:: Task instructions ::
Keeping every word and mark, copy all of the data.

(Supplied entries)

PR #258, opened 2018-03-08
Tests: Non-essential code removed

syssi:


syssi:
I think these lines aren't needed / explanatory. Did I miss something?

rytilahti:
Yeah, those are not needed.

PR #260, opened 2018-03-09
Provide the mac address as property of the device info

syssi:
I want to use the mac address as `unique_id` at home assistant.

### DIFF
--- a/miio/device.py
+++ b/miio/device.py
@@ -95,6 +95,12 @@ class DeviceInfo:
             return self.data["hw_ver"]
         return None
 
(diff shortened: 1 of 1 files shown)


miio/device.py
```diff
@@ -95,6 +95,12 @@ def hardware_version(self) -> Optional[str]:
             return self.data["hw_ver"]
         return None
 
+    def mac_address(self) -> Optional[str]:
```
rytilahti: Would it be better if this would also be a property like the rest of them?

syssi:
Sure! It was too late for me.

(End Supplied entries)

:: Your solution ::
PR #258, opened 2018-03-08
Tests: Non-essential code removed

syssi:


syssi:
I think these lines aren't needed / explanatory. Did I miss something?

rytilahti:
Yeah, those are not needed.

PR #260, opened 2018-03-09
Provide the mac address as property of the device info

syssi:
I want to use the mac address as `unique_id` at home assistant.

### DIFF
--- a/miio/device.py
+++ b/miio/device.py
@@ -95,6 +95,12 @@ class DeviceInfo:
             return self.data["hw_ver"]
         return None
 
(diff shortened: 1 of 1 files shown)


miio/device.py
```diff
@@ -95,6 +95,12 @@ def hardware_version(self) -> Optional[str]:
             return self.data["hw_ver"]
         return None
 
+    def mac_address(self) -> Optional[str]:
```
rytilahti: Would it be better if this would also be a property like the rest of them?

syssi:
Sure! It was too late for me.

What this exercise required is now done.